→ WHAT THE TASK ASKS:
From the records that follow, copy every line in which "const" appears.

━━━━━━━━━━━━━━━━

PR #759, opened 2016-08-31
fix: Apply skate semantics to element attributes in a stack context.

### LINKED ISSUE #756: className="..." broken for 1.2.4
In 1.2.4 (came in via #746) the following logic seems to be broken:

```js
import { vdom } from 'skatejs';
import shadowStyles from './shadow.less';

export default (props, children) => (
  <a
    tabindex="-1"
    className={shadowStyles.locals.href}
    href={props.href}
  >
      {children()}
  </a>
);
```

this rendered like:
```html
<a class="_1Ay9htsj9kSvVouo0C0qZE" href="x" tabindex="-1">Carrot cake</a>
```
in 1.2.3, but renders like:

```html
<a classname="_1Ay9htsj9kSvVouo0C0qZE" href="x" tabindex="-1">Carrot cake</a>
```

in 1.2.4 (please note the `classname` attribute instead of `class`).

Spreading the props out on the element seems to fix it for some reason, so if the template function gets changed to:
```js
export default (props, children) => (
  <a
    {...props}
    tabindex="-1"
    className={shadowStyles.locals.href}
    href={props.href}
  >
      {children()}
  </a>
);
```
it correctly changes `className` to `class`.

bradleyayers:
Fixes #756

### DIFF
--- a/src/api/vdom.js
+++ b/src/api/vdom.js
@@ -2,7 +2,7 @@ import {
   applyProp,
   attributes,
   elementClose,
-  elementOpen,
+  elementOpen as idomElementOpen,
   skip,
   symbols,
   text,
@@ -155,6 +155,10 @@ function resolveTagName(tname) {
   return tname;
 }
 
+// Incremental DOM's elementOpen is where the hooks in `attributes` are applied,
+// so it's the only function we need to execute in the context of our attributes.
+const elementOpen = attributesContext(idomElementOpen);
+
 function elementOpenStart(tag, key = null, statics = null) {
   overrideArgs = [tag, key, statics];
 }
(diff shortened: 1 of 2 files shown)


treshugart:
lgtm

bradleyayers:
Fundamentally the problem was that there was a case where we were using Incremental DOM's `elementOpen`, rather than a version that would execute in the context of our attribute hooks.

This was possible because we didn't actually wrap `elementOpen`, but instead wrapped the `newElementOpen` entry point, and left `elementOpen` alone:

    const newElementOpen = attributesContext(wrapIdomFunc(elementOpen, stackOpen));

`wrapIdomFunc` is given Incremental DOM's `elementOpen` function rather than one wrapped in `atributesContext`.

At the time I thought this was fine, because I thought it would always be executed synchronously during a call to `newElementOpen`, but this was false. When passing children to function helpers, `wrapIdomFunc` builds up a stack of API calls, and as part of that will stash the raw `elementOpen` function on the stack. It's executed some time later (inside `stackClose`), but critically *not* inside a function wrapped with `attributesContext`.

The fix here is to wrap `elementOpen` directly, and pass that around everywhere.

bradleyayers:
lgtm

joscha:
Nice work @bradleyayers!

━━━━━━━━━━━━━━━━

→ TASK SOLUTION:
+const elementOpen = attributesContext(idomElementOpen);
    const newElementOpen = attributesContext(wrapIdomFunc(elementOpen, stackOpen));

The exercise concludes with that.